Saved data entries →

PR #1509, opened 2022-06-18
Reformat function `shape`

ericcherny:


ericcherny:
#1476

mattbarrett98 (changes requested):
The parts of the return type hints where you have put `List[int]` I think should be `Tuple[int]` as shape returns tuples. 

Also in the examples, maybe a clearer name than `y_tuple` would be `x_shape` 🙂

ericcherny:
Sure, totally missed that. Will update right now

ericcherny:
Just updated! Fixed some typos as well.

ericcherny:
I will fix that now! Also for clarification, I have two questions if that's alright:

1. Is there a way to use ivy as my framework? For instance, right now we have `as_array` parameter in ivy/general.py, but parameter `as_tensor` in the backend. So with whichever framework I set (e.g., `ivy.set_framework('torch')`), it will still use `as_tensor` when I call `ivy.shape(...)`. When would `as_array` be used?
2. You said all of my docstring examples must work, but the shape function doesn't seem to work with Containers (`ivy.shape(ivy.Container(a=[0], b=[0, 1]))` -> AttributeError: 'property' object has no attribute '__code__') and as an instance method (`ivy.array([1]).shape()` -> TypeError: 'tuple' object is not callable). Does that mean that Container and instance method functionality doesn't belong on this function's docstring (because they don't run)? Or are we assuming that some functionality will be implemented in the future? Or am I running the code wrong? 🤣

Thanks!

ericcherny:
I'm getting an error where the `as_array` argument isn't recognized:
After setting up `import ivy` -> `ivy.set_framework('torch')`, I get this:
1. `ivy.shape(ivy.array([1]), as_tensor=True)` -> runs perfectly
2. `ivy.shape(ivy.array([1]), as_array=True)` -> TypeError: shape() got an unexpected keyword argument 'as_array'

But when I do `from ivy.functional.ivy import general` -> `general.shape(ivy.array([1]), as_array=True)`, I get perfect output. What am I doing wrong?

mattbarrett98 (commented):
In the first bit of code you're using `set_framework` which no longer exists it's called `set_backend`, so maybe pulling the recent changes may help. For me changing this to `set_backend` and running your code, it works fine. 

In the next example, you should write `print(x.shape)` not `print(x.shape())` and it works fine.

Again the container example works fine for me, so there's something wrong on your end.

PR #2026, opened 2022-07-18
Adding dropout with floating point tensor

Abrar-Mustakim:


Auxia:
I see you have made multiple PRs regarding the same function. I suggest closing the ones that are no longer being worked on. Also please mention the Issue Number (like #(No of the Issue)) so that its clearer to us what you are working on.

PR #2032, opened 2022-07-18
added ground_truth_test_functions for compositional_functions

RitujaPawas:


djl11:
We actually changed the way that this should be done now. The approach is to add hypothesis `@example` decorators. Sorry for changing this. This work all looks really helpful. Could you liaise with @Aarsh2001 who is also working on this now? I'll close this for the time being. Thanks @RitujaPawas!

PR #2038, opened 2022-07-18
Addded dropout, If fails, pass

Abrar-Mustakim:


modanesh:
Thanks for your contribution but there is already a compositional dropout function.

PR #2043, opened 2022-07-18
added linear layer

Abrar-Mustakim:


Abrar-Mustakim:
what was the problem in this contribution?

djl11:
Will open again once we have our PR extension pipeline well defined, thanks a lot for the contribution!

PR #2044, opened 2022-07-18
`elementwise` fix up

rush2406:
- removed `np.random_int` in `bitwise_left_shift` and `bitwise_right_shift`
- for `divide`, used `assume` to exclude divide by 0


ivy_tests/test_ivy/test_functional/test_core/test_elementwise.py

What is being asked → All records shown above must be set down again verbatim.

Exercise solution →
PR #1509, opened 2022-06-18
Reformat function `shape`

ericcherny:


ericcherny:
#1476

mattbarrett98 (changes requested):
The parts of the return type hints where you have put `List[int]` I think should be `Tuple[int]` as shape returns tuples. 

Also in the examples, maybe a clearer name than `y_tuple` would be `x_shape` 🙂

ericcherny:
Sure, totally missed that. Will update right now

ericcherny:
Just updated! Fixed some typos as well.

ericcherny:
I will fix that now! Also for clarification, I have two questions if that's alright:

1. Is there a way to use ivy as my framework? For instance, right now we have `as_array` parameter in ivy/general.py, but parameter `as_tensor` in the backend. So with whichever framework I set (e.g., `ivy.set_framework('torch')`), it will still use `as_tensor` when I call `ivy.shape(...)`. When would `as_array` be used?
2. You said all of my docstring examples must work, but the shape function doesn't seem to work with Containers (`ivy.shape(ivy.Container(a=[0], b=[0, 1]))` -> AttributeError: 'property' object has no attribute '__code__') and as an instance method (`ivy.array([1]).shape()` -> TypeError: 'tuple' object is not callable). Does that mean that Container and instance method functionality doesn't belong on this function's docstring (because they don't run)? Or are we assuming that some functionality will be implemented in the future? Or am I running the code wrong? 🤣

Thanks!

ericcherny:
I'm getting an error where the `as_array` argument isn't recognized:
After setting up `import ivy` -> `ivy.set_framework('torch')`, I get this:
1. `ivy.shape(ivy.array([1]), as_tensor=True)` -> runs perfectly
2. `ivy.shape(ivy.array([1]), as_array=True)` -> TypeError: shape() got an unexpected keyword argument 'as_array'

But when I do `from ivy.functional.ivy import general` -> `general.shape(ivy.array([1]), as_array=True)`, I get perfect output. What am I doing wrong?

mattbarrett98 (commented):
In the first bit of code you're using `set_framework` which no longer exists it's called `set_backend`, so maybe pulling the recent changes may help. For me changing this to `set_backend` and running your code, it works fine. 

In the next example, you should write `print(x.shape)` not `print(x.shape())` and it works fine.

Again the container example works fine for me, so there's something wrong on your end.

PR #2026, opened 2022-07-18
Adding dropout with floating point tensor

Abrar-Mustakim:


Auxia:
I see you have made multiple PRs regarding the same function. I suggest closing the ones that are no longer being worked on. Also please mention the Issue Number (like #(No of the Issue)) so that its clearer to us what you are working on.

PR #2032, opened 2022-07-18
added ground_truth_test_functions for compositional_functions

RitujaPawas:


djl11:
We actually changed the way that this should be done now. The approach is to add hypothesis `@example` decorators. Sorry for changing this. This work all looks really helpful. Could you liaise with @Aarsh2001 who is also working on this now? I'll close this for the time being. Thanks @RitujaPawas!

PR #2038, opened 2022-07-18
Addded dropout, If fails, pass

Abrar-Mustakim:


modanesh:
Thanks for your contribution but there is already a compositional dropout function.

PR #2043, opened 2022-07-18
added linear layer

Abrar-Mustakim:


Abrar-Mustakim:
what was the problem in this contribution?

djl11:
Will open again once we have our PR extension pipeline well defined, thanks a lot for the contribution!

PR #2044, opened 2022-07-18
`elementwise` fix up

rush2406:
- removed `np.random_int` in `bitwise_left_shift` and `bitwise_right_shift`
- for `divide`, used `assume` to exclude divide by 0


ivy_tests/test_ivy/test_functional/test_core/test_elementwise.py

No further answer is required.